Underground pipelines that transport oil and gas are very important engineering communications worldwide. Some of these underground communications are built and operated in earthquake-prone areas.

Seismic safety or seismic stability of underground pipelines began to be intensively studied since the 1950s.

Since then, a number of methodologies were proposed for calculating stress received by an underground pipeline during an earthquake.

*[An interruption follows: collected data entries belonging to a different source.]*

PR #3023, opened 2015-05-17
Bug fix: if $mail->reply_to is set, use that (instead of $mail->from) in the email headers 

steefdw:
If someone would ever use
```php
    $mail = new Mail();
    $mail->setReplyTo($reply_to);
    ...
    $mail->send();
```
Make sure the reply-to email address that is being set in ```$mail->setReplyTo($reply_to);``` is being used, instead of the ```$mail->from```, when creating the email headers here:
```php
$header .= 'Reply-To: =?UTF-8?B?' . base64_encode($this->reply_to) . '?=' . 
           ' <' . $this->reply_to . '>' . $this->newline;
```
Bug was introduced here https://github.com/opencart/opencart/commit/7851910af42eaaee84492ca62d2bbce34434418e

Note: although setReplyTo() is not used anywhere yet, it's very useful when sending an email on somebody else's behalf. So if one would every use it, this bug is fixed here.

### DIFF
--- a/upload/system/library/mail.php
+++ b/upload/system/library/mail.php
@@ -103,7 +103,7 @@ class Mail {
 		if (!$this->reply_to) {
 			$header .= 'Reply-To: =?UTF-8?B?' . base64_encode($this->sender) . '?=' . ' <' . $this->from . '>' . $this->newline;
 		} else {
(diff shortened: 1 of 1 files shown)


danielkerr:
fine

avcadvaanz:
Dear All,
How to configure the mail or smtp settings in open cart 2.1.0.1
please let me know anything of thil mail configuration.awaiting for your reply.

PR #3652, opened 2015-11-21
no need for substr()

pine3ree:
just use token(...)

### DIFF
--- a/upload/catalog/controller/api/order.php
+++ b/upload/catalog/controller/api/order.php
@@ -226,7 +226,7 @@ class ControllerApiOrder extends Controller {
 					foreach ($this->session->data['vouchers'] as $voucher) {
 						$order_data['vouchers'][] = array(
 							'description'      => $voucher['description'],
-							'code'             => substr(token(32), 0, 10),
+							'code'             => token(10),
 							'to_name'          => $voucher['to_name'],
 							'to_email'         => $voucher['to_email'],
 							'from_name'        => $voucher['from_name'],


alancheongkl:
Hi there,
I've error for Fatal error: Call to undefined function token() in /admin/model/user/user.php on line 12.

similar function error for token() at other page, example, register customer.
Do you have any idea which file I miss out ?

pine3ree:
@alancheongkl 
the token() helper method is located in `/system/helper/general.php` (i believed it was added in v 2.1.x).

alancheongkl:
yes, it was added, but still getting the error. possible to advise ?

the coding for the general.php as following 
<?php
function token($length = 32) {
	// Create token to login with
	$string = 'ABCDEFGHIJKLMNOPQRSTUVWXYZabcdefghijklmnopqrstuvwxyz0123456789';
	
	$token = '';
	
	for ($i = 0; $i < $length; $i++) {
		$token .= $string[mt_rand(0, strlen($string) - 1)];
	}	
	
	return $token;
}

the example of the script with error is 

public function editPassword($email, $password) {
		$this->event->trigger('pre.customer.edit.password');

		$this->db->query("UPDATE " . DB_PREFIX . "customer SET salt = '" . $this->db->escape($salt = token(9)) . "', password = '" . $this->db->escape(sha1($salt . sha1($salt . sha1($password)))) . "' WHERE LOWER(email) = '" . $this->db->escape(utf8_strtolower($email)) . "'");

		$this->event->trigger('post.customer.edit.password');
	}

pine3ree:
@alancheongkl 
it's very strange, the file is included in system/startup both for catalog and admin applications.
Just to be sure, temporarily add:
```php
require_once(DIR_SYSTEM . 'helper/general.php');
```
before the class definition in admin/model/user/user.php and see what happens.

alancheongkl:
it temporary solved. any further advise ?

pine3ree:
you should check that system/startup.php is actually loading the file (at the end of startup.php)
```
// Helper
require_once(DIR_SYSTEM . 'helper/general.php'); // check for this
require_once(DIR_SYSTEM . 'helper/utf8.php');
require_once(DIR_SYSTEM . 'helper/json.php');
```
if the line is not present, add it.

If you are using extensions which adds modifications (vqmod style) check if one of them is overriding the startup.php file and excluding the needed line.

The line i suggested to add shouldn't be needed there at all as all the generally required files are loaded during startup.

kind regards

alancheongkl:
Hi there, it solved perfectly. I miss out the line at startup.php.

BTW, do you have any idea for following 

Notice: unserialize(): Error at offset 0 of 40 bytes in /admin/controller/dashboard/activity.php on line 19Warning: vsprintf(): Too few arguments in /admin/controller/dashboard/activity.php on line 19
Notice: unserialize(): Error at offset 0 of 54 bytes in /admin/controller/dashboard/activity.php on line 19
Warning: vsprintf(): Too few arguments in /admin/controller/dashboard/activity.php on line 19

pine3ree:
@alancheongkl 

`vsprintf(string $format , array $args)`
the error is due to the fact that for some reason the number of placeholders in $format is higher than the replacements privided by $args, so you should check why $args is not filled correctly.

If you believe it's an issue with the code open a new issue, but be sure to run tests against the master branch without any external mods.

kind regards

PR #3660, opened 2015-11-24
simplified format method

pine3ree:
Hello Daniel/James,
please verify carefully my changes and thoughts.

1. No need to set $value = $value

2. Using $value both as the conversion parameter name and the soon-to-be formatted value name can be a little confusing. I changed it to $amount (I could have re-used $number as well)

3. If we are not returning a formatted string we could simply return the rounded value without calling number_format.

regards


danielkerr:
ok added

PR #3662, opened 2015-11-24
Made height parameter optional in 'tool/image/resize' method

Linguisto:
Now, if we call "resize" method of "ModelToolImage" class with two parameters (filename and width), the third (height) will be calculated automatically according to the original image ratio.


danielkerr:
thx but not required.

PR #3696, opened 2015-12-03
refactor common code into private method

pine3ree:


danielkerr:
astop messing wityh the tax class\! it works fine! the last time you did something it caused errors!

pine3ree:
Not exactly true,

Last time i just corrected a class variable name and the PR was merged. :-)
About a prevoius PR i explained what happened.  My last commit for some reason didn't reach github, so a variable was missing. That caused the error.

This time i refactored 3 almost identical methods into one private method to be called by the original ones. The 3 original public methods are basically the same method, with only the `based` column value different in the sql string.

Everything can be made better, always. I don't believe to be enough that it just works.....If you don't trust my changes, you could do the refactoring yourself, now that I explained the reason for doing it and if of course you also believe it's worth doing it.

respectfully

PR #3710, opened 2015-12-05
add manufacturer field to product filter in admin panel

savage4pro:
Alt text


savage4pro:
overwritten by pull request #3711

The purpose of these methodologies was to make an accurate prediction on the structural stress received by a pipeline during an earthquake, and thus it would allow to decide how resilient the pipeline must be made in the first place. It is important to find a right balance between pipeline cost and its structural resilience.

Turns out, we were wrong.

New research has been conducted by scientists from Institute of Mechanics and Seismic Stability of Structures Academy of Sciences of the Republic of Uzbekistan and Peter the Great St.Petersburg Polytechnic University (SPbPU) of Russia. The research shows that current methods used for calculating stress received by the underground pipelines during an earthquake are incorrect.

“The existing methods do not consider seismic pressure, i.e., the stress normal to the pipeline’s outer surface arising from the propagation of a seismic wave in the soil. This leads to an incorrect determination of the pipeline’s stress; the longitudinal stress calculations lead to errors of 100% or more,” said Nikolai Vatin, professor of Institute of Civil Engineering SPbPU.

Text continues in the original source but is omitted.